**EXERCISE INSTRUCTIONS**
Reproduce the data exactly as it stands.

(Saved entries)
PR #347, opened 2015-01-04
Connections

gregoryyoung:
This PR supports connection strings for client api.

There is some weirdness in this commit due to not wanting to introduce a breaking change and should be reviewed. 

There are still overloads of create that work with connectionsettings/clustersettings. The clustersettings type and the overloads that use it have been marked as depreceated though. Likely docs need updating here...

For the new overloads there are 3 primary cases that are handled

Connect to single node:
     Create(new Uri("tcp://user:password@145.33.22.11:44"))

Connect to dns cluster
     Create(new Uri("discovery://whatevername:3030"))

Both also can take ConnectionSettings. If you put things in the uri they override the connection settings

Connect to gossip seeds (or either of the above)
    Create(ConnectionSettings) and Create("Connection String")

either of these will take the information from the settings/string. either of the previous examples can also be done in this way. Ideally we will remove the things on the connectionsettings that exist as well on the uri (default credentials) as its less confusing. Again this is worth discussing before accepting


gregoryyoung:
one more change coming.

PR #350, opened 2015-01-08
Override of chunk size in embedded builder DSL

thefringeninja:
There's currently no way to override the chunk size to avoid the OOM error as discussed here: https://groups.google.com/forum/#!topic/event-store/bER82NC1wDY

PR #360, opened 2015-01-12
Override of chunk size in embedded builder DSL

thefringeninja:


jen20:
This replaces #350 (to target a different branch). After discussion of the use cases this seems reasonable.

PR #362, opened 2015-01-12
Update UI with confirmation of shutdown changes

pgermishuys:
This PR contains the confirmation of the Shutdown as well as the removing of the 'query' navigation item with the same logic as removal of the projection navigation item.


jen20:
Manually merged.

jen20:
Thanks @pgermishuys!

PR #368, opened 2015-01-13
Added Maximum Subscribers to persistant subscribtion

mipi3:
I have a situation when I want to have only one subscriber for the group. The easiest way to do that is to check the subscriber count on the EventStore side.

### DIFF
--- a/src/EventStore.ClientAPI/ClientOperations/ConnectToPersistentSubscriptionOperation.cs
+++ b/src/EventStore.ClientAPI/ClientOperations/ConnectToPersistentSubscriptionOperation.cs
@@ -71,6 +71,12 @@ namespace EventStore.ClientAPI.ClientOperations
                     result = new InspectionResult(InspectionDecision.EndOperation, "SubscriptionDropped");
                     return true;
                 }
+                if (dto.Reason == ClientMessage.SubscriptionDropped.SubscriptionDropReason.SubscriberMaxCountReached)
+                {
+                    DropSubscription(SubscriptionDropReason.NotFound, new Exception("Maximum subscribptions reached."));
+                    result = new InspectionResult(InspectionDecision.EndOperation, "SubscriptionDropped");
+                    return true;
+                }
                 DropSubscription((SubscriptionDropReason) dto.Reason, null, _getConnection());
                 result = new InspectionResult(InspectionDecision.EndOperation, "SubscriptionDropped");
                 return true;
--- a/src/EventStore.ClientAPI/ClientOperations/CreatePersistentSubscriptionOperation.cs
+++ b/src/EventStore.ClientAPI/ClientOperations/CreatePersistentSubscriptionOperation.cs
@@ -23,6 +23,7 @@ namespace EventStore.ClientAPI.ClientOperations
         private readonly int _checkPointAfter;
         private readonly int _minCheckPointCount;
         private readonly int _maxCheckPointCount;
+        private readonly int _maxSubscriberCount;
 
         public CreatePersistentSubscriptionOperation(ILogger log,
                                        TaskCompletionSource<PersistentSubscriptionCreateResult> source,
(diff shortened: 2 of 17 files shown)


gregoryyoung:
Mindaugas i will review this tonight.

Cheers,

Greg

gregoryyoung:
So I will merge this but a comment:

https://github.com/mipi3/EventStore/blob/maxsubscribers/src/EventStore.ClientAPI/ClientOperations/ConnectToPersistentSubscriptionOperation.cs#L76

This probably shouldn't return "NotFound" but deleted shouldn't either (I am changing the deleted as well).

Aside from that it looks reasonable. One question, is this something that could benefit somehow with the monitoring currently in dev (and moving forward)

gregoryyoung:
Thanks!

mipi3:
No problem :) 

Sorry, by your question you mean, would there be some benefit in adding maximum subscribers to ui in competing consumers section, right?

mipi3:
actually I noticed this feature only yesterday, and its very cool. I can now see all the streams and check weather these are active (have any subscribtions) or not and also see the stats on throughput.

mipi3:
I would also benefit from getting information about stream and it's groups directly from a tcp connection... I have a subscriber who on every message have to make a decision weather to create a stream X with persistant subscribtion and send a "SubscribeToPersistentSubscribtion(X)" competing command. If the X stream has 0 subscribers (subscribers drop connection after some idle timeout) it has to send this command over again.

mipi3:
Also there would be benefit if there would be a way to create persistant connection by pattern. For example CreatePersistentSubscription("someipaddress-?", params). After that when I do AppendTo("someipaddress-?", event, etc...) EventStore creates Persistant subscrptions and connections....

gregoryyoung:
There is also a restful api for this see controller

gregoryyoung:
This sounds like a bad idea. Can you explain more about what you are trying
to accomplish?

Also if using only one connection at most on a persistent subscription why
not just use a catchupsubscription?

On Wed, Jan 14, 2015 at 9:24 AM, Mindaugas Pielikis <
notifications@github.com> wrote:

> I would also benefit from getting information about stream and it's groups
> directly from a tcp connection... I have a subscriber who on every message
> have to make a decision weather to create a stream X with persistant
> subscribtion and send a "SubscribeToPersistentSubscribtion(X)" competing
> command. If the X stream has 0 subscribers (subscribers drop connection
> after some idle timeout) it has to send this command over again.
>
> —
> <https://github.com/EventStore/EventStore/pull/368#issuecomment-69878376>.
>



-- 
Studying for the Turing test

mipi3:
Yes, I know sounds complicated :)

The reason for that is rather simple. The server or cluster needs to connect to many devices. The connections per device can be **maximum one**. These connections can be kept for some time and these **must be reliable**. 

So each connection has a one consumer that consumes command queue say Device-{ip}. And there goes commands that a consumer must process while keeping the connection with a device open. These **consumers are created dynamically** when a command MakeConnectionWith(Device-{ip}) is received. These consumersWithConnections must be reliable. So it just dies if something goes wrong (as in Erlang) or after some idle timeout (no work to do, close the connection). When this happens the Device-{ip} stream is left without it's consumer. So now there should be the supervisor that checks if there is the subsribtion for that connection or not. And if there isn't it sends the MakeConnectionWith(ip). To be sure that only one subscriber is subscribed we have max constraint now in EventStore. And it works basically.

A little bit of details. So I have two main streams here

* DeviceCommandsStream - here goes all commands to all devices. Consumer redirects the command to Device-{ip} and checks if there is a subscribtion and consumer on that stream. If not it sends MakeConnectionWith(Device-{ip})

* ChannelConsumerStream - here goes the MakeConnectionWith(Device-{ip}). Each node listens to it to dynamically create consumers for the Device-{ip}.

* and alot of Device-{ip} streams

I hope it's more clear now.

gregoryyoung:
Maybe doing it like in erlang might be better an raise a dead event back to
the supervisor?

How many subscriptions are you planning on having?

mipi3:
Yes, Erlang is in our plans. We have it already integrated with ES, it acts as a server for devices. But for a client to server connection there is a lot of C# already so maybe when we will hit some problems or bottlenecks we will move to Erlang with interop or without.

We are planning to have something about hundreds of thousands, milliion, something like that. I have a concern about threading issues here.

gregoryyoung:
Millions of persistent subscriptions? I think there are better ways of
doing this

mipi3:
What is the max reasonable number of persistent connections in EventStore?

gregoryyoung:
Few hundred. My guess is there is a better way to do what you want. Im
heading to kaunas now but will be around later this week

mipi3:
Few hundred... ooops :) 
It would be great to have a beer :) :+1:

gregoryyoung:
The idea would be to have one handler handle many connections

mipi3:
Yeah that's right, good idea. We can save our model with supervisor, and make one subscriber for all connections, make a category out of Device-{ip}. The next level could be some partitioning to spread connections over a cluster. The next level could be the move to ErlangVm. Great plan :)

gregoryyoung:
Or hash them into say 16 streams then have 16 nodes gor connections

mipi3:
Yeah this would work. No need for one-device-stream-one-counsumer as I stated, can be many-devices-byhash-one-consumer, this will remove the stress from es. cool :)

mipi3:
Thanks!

**COMPLETED TASK**
PR #347, opened 2015-01-04
Connections

gregoryyoung:
This PR supports connection strings for client api.

There is some weirdness in this commit due to not wanting to introduce a breaking change and should be reviewed. 

There are still overloads of create that work with connectionsettings/clustersettings. The clustersettings type and the overloads that use it have been marked as depreceated though. Likely docs need updating here...

For the new overloads there are 3 primary cases that are handled

Connect to single node:
     Create(new Uri("tcp://user:password@145.33.22.11:44"))

Connect to dns cluster
     Create(new Uri("discovery://whatevername:3030"))

Both also can take ConnectionSettings. If you put things in the uri they override the connection settings

Connect to gossip seeds (or either of the above)
    Create(ConnectionSettings) and Create("Connection String")

either of these will take the information from the settings/string. either of the previous examples can also be done in this way. Ideally we will remove the things on the connectionsettings that exist as well on the uri (default credentials) as its less confusing. Again this is worth discussing before accepting


gregoryyoung:
one more change coming.

PR #350, opened 2015-01-08
Override of chunk size in embedded builder DSL

thefringeninja:
There's currently no way to override the chunk size to avoid the OOM error as discussed here: https://groups.google.com/forum/#!topic/event-store/bER82NC1wDY

PR #360, opened 2015-01-12
Override of chunk size in embedded builder DSL

thefringeninja:


jen20:
This replaces #350 (to target a different branch). After discussion of the use cases this seems reasonable.

PR #362, opened 2015-01-12
Update UI with confirmation of shutdown changes

pgermishuys:
This PR contains the confirmation of the Shutdown as well as the removing of the 'query' navigation item with the same logic as removal of the projection navigation item.


jen20:
Manually merged.

jen20:
Thanks @pgermishuys!

PR #368, opened 2015-01-13
Added Maximum Subscribers to persistant subscribtion

mipi3:
I have a situation when I want to have only one subscriber for the group. The easiest way to do that is to check the subscriber count on the EventStore side.

### DIFF
--- a/src/EventStore.ClientAPI/ClientOperations/ConnectToPersistentSubscriptionOperation.cs
+++ b/src/EventStore.ClientAPI/ClientOperations/ConnectToPersistentSubscriptionOperation.cs
@@ -71,6 +71,12 @@ namespace EventStore.ClientAPI.ClientOperations
                     result = new InspectionResult(InspectionDecision.EndOperation, "SubscriptionDropped");
                     return true;
                 }
+                if (dto.Reason == ClientMessage.SubscriptionDropped.SubscriptionDropReason.SubscriberMaxCountReached)
+                {
+                    DropSubscription(SubscriptionDropReason.NotFound, new Exception("Maximum subscribptions reached."));
+                    result = new InspectionResult(InspectionDecision.EndOperation, "SubscriptionDropped");
+                    return true;
+                }
                 DropSubscription((SubscriptionDropReason) dto.Reason, null, _getConnection());
                 result = new InspectionResult(InspectionDecision.EndOperation, "SubscriptionDropped");
                 return true;
--- a/src/EventStore.ClientAPI/ClientOperations/CreatePersistentSubscriptionOperation.cs
+++ b/src/EventStore.ClientAPI/ClientOperations/CreatePersistentSubscriptionOperation.cs
@@ -23,6 +23,7 @@ namespace EventStore.ClientAPI.ClientOperations
         private readonly int _checkPointAfter;
         private readonly int _minCheckPointCount;
         private readonly int _maxCheckPointCount;
+        private readonly int _maxSubscriberCount;
 
         public CreatePersistentSubscriptionOperation(ILogger log,
                                        TaskCompletionSource<PersistentSubscriptionCreateResult> source,
(diff shortened: 2 of 17 files shown)


gregoryyoung:
Mindaugas i will review this tonight.

Cheers,

Greg

gregoryyoung:
So I will merge this but a comment:

https://github.com/mipi3/EventStore/blob/maxsubscribers/src/EventStore.ClientAPI/ClientOperations/ConnectToPersistentSubscriptionOperation.cs#L76

This probably shouldn't return "NotFound" but deleted shouldn't either (I am changing the deleted as well).

Aside from that it looks reasonable. One question, is this something that could benefit somehow with the monitoring currently in dev (and moving forward)

gregoryyoung:
Thanks!

mipi3:
No problem :) 

Sorry, by your question you mean, would there be some benefit in adding maximum subscribers to ui in competing consumers section, right?

mipi3:
actually I noticed this feature only yesterday, and its very cool. I can now see all the streams and check weather these are active (have any subscribtions) or not and also see the stats on throughput.

mipi3:
I would also benefit from getting information about stream and it's groups directly from a tcp connection... I have a subscriber who on every message have to make a decision weather to create a stream X with persistant subscribtion and send a "SubscribeToPersistentSubscribtion(X)" competing command. If the X stream has 0 subscribers (subscribers drop connection after some idle timeout) it has to send this command over again.

mipi3:
Also there would be benefit if there would be a way to create persistant connection by pattern. For example CreatePersistentSubscription("someipaddress-?", params). After that when I do AppendTo("someipaddress-?", event, etc...) EventStore creates Persistant subscrptions and connections....

gregoryyoung:
There is also a restful api for this see controller

gregoryyoung:
This sounds like a bad idea. Can you explain more about what you are trying
to accomplish?

Also if using only one connection at most on a persistent subscription why
not just use a catchupsubscription?

On Wed, Jan 14, 2015 at 9:24 AM, Mindaugas Pielikis <
notifications@github.com> wrote:

> I would also benefit from getting information about stream and it's groups
> directly from a tcp connection... I have a subscriber who on every message
> have to make a decision weather to create a stream X with persistant
> subscribtion and send a "SubscribeToPersistentSubscribtion(X)" competing
> command. If the X stream has 0 subscribers (subscribers drop connection
> after some idle timeout) it has to send this command over again.
>
> —
> <https://github.com/EventStore/EventStore/pull/368#issuecomment-69878376>.
>



-- 
Studying for the Turing test

mipi3:
Yes, I know sounds complicated :)

The reason for that is rather simple. The server or cluster needs to connect to many devices. The connections per device can be **maximum one**. These connections can be kept for some time and these **must be reliable**. 

So each connection has a one consumer that consumes command queue say Device-{ip}. And there goes commands that a consumer must process while keeping the connection with a device open. These **consumers are created dynamically** when a command MakeConnectionWith(Device-{ip}) is received. These consumersWithConnections must be reliable. So it just dies if something goes wrong (as in Erlang) or after some idle timeout (no work to do, close the connection). When this happens the Device-{ip} stream is left without it's consumer. So now there should be the supervisor that checks if there is the subsribtion for that connection or not. And if there isn't it sends the MakeConnectionWith(ip). To be sure that only one subscriber is subscribed we have max constraint now in EventStore. And it works basically.

A little bit of details. So I have two main streams here

* DeviceCommandsStream - here goes all commands to all devices. Consumer redirects the command to Device-{ip} and checks if there is a subscribtion and consumer on that stream. If not it sends MakeConnectionWith(Device-{ip})

* ChannelConsumerStream - here goes the MakeConnectionWith(Device-{ip}). Each node listens to it to dynamically create consumers for the Device-{ip}.

* and alot of Device-{ip} streams

I hope it's more clear now.

gregoryyoung:
Maybe doing it like in erlang might be better an raise a dead event back to
the supervisor?

How many subscriptions are you planning on having?

mipi3:
Yes, Erlang is in our plans. We have it already integrated with ES, it acts as a server for devices. But for a client to server connection there is a lot of C# already so maybe when we will hit some problems or bottlenecks we will move to Erlang with interop or without.

We are planning to have something about hundreds of thousands, milliion, something like that. I have a concern about threading issues here.

gregoryyoung:
Millions of persistent subscriptions? I think there are better ways of
doing this

mipi3:
What is the max reasonable number of persistent connections in EventStore?

gregoryyoung:
Few hundred. My guess is there is a better way to do what you want. Im
heading to kaunas now but will be around later this week

mipi3:
Few hundred... ooops :) 
It would be great to have a beer :) :+1:

gregoryyoung:
The idea would be to have one handler handle many connections

mipi3:
Yeah that's right, good idea. We can save our model with supervisor, and make one subscriber for all connections, make a category out of Device-{ip}. The next level could be some partitioning to spread connections over a cluster. The next level could be the move to ErlangVm. Great plan :)

gregoryyoung:
Or hash them into say 16 streams then have 16 nodes gor connections

mipi3:
Yeah this would work. No need for one-device-stream-one-counsumer as I stated, can be many-devices-byhash-one-consumer, this will remove the stress from es. cool :)

mipi3:
Thanks!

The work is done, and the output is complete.